Autor: Kornel Makuszyński Instytut Pamięci Narodowej
Któż z nas nie uśmiechnie się na wspomnienie przygód niezbyt rozgarniętego, ale sympatycznego Koziołka Matołka? Podobne uczucia wywoływać musi literacki ojciec niesfornego idola młodocianych czytelników. I słusznie, bo Kornel Makuszyński tak w życiu, jak i w swojej twórczości był ucieleśnieniem pozytywnej energii, której dawał wyraz na kartach powieści dla dzieci i młodzieży, wierszy, ale też licznych felietonów, które zapoczątkowały jego wędrówkę na literacki Parnas.

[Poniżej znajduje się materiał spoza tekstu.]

Issue #1329, opened 2016-08-05
Problem with snapping to pixels in the collision editor


RareBanjo:
I am expecting this to be a problem that is happening because I am an idiot and new to the program. But when I edit the collisions for my tiled I holding down CTRL and making a collision either doesn't select anything or select the whole thing. Then when I start at the bottom and drag up to make one it just makes a flat line. I am pretty new and would appreciate some help.

bjorn:
This is because Control snaps to tiles, not to pixels. I realize this isn't very useful, so it's something I should consider improving eventually.

For now, you can enable "Snap to Fine Grid" in the "View" menu to get more finer-grained snapping. If you want it to snap to pixels, you need to set the number fine grid divisions in the Preferences to match the number of pixels on your tiles.

PR #1334, opened 2016-08-12
Implemented 'Snap to pixels'.

IMMZ:
Tried to implement #1329 . @bjorn I'm waiting for your critics/notes. These are my notes about this PR:
- Don't sure if I correctly modified SnapHelper::toggleSnap(). Give some advices how it should work by the logic please if I done it wrong.
- Should I also update all *.ts and include them into this commit?

### DIFF
--- a/src/tiled/snaphelper.cpp
+++ b/src/tiled/snaphelper.cpp
@@ -1,6 +1,7 @@
 /*
  * snaphelper.cpp
  * Copyright 2015, Thorbjørn Lindeijer <thorbjorn@lindeijer.nl>
+ * Copyright 2016, Mamed Ibrahimov <ibramlab@gmail.com>
  *
  * This file is part of Tiled.
  *
@@ -32,6 +33,7 @@ SnapHelper::SnapHelper(const MapRenderer *renderer,
     Preferences *preferences = Preferences::instance();
     mSnapToGrid = preferences->snapToGrid();
     mSnapToFineGrid = preferences->snapToFineGrid();
+    mSnapToPixels = preferences->snapToPixels();
 
     if (modifiers & Qt::ControlModifier)
         toggleSnap();
@@ -55,6 +57,9 @@ void SnapHelper::snap(QPointF &pixelPos) const
             tileCoords = tileCoords.toPoint();
         }
         pixelPos = mRenderer->tileToPixelCoords(tileCoords);
+    } else if (mSnapToPixels) {
+        QPointF screenPos = mRenderer->pixelToScreenCoords(pixelPos);
+        pixelPos = mRenderer->screenToPixelCoords(screenPos.toPoint());
     }
 }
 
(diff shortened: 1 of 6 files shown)


bjorn:
> Should I also update all *.ts and include them into this commit?

No. I update the .ts files only before each new feature release, after which there is a "string freeze" until the release. After the release, strings are again changed/added but the .ts files are not updated until we are again close to a new release. People installing snapshot builds will be used to translations not being entirely complete.

IMMZ:
Ok.

src/tiled/snaphelper.cpp
```diff
@@ -55,6 +58,8 @@ void SnapHelper::snap(QPointF &pixelPos) const
             tileCoords = tileCoords.toPoint();
         }
         pixelPos = mRenderer->tileToPixelCoords(tileCoords);
+    } else if (mSnapToPixels) {
+        pixelPos = pixelPos.toPoint();
```
bjorn: I think the problem with this is, that even though internally this is called the "pixel position", it is not actually the "screen pixels" that the user would expect "snap to pixel" to work on. I think you'll need to do:
```c++
QPointF screenPos = mRenderer->pixelToScreenCoords(pixelPos);
pixelPos = mRenderer->screenToPixelCoords(screenPos.toPoint());
```

src/tiled/snaphelper.cpp
```diff
@@ -41,6 +43,7 @@ void SnapHelper::toggleSnap()
 {
     mSnapToGrid = !mSnapToGrid;
     mSnapToFineGrid = false;
+    mSnapToPixels = false;
```
bjorn: I think we shouldn't turn off pixel snapping with the modifier. More likely pixel snapping is something that will stay enabled or disabled for any given project, so turning it off because somebody temporarily wants to suppress tile snapping is probably not expected in general.

bjorn:
Seems all fine apart from my two comments.

IMMZ:
Code updated + rebased.

bjorn:
Awesome, thanks!

IMMZ:
Glad to help! :+1:

eevee:
I just noticed this and started using it — _thank you_ :)

One observation: if both "snap to grid" and "snap to pixels" are turned on, I seem to only snap to the grid.  This is backwards from "snap to grid" and "snap to fine grid", where the fine grid takes precedence.

Or maybe the three modes should be exclusive.  I suppose it makes sense to snap to _both_ the fine grid and pixels, but offhand it doesn't seem particularly useful.

Also, "To" is capitalized in the pixels label but not the other two.

bjorn:
@eevee Thanks for the feedback! I think you're right that these snapping options should be mutually exclusive. I'll also make sure to fix the capitalization.

bjorn:
@eevee Changed in 3409e330b7d7feb8a6746d7d3e21dad901ca40ec.

fosskers:
For those wandering in here from the future, you can turn this feature on from the top-level menus:

> View -> Snapping -> Snap to Pixels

W II RP stosunkowo szybko awansował na jednego z najpopularniejszych pisarzy. Sukcesy zawodowe szły w parze z powodzeniem towarzyskim. Jedynym cieniem na tej ścieżce tryumfu była przedwczesna śmierć pierwszej żony Emilii. I na tym polu jednak los błyskawicznie zrekompensował tę dotkliwą stratę, bo już kilka miesięcy później Makuszyński poznał swoją drugą żonę – Janinę Gluzińską. Dzięki pracy Justyny Staroń możemy poznać relację tych dwojga za pośrednictwem listów Makuszyńskiego do Janiny opublikowanych niedawno pod auspicjami IPN. Wyłania się z nich obraz czułego, niezmiennie zakochanego w swojej żonie mężczyzny, który nawet powodowany głębokim afektem, opisuje uczucia w sposób niepozbawiony jedynego w swoim rodzaju humoru i talentu literackiego, pozwalającego płynnie przetwarzać uczucia w krasomowcze hymny ku czci ukochanej.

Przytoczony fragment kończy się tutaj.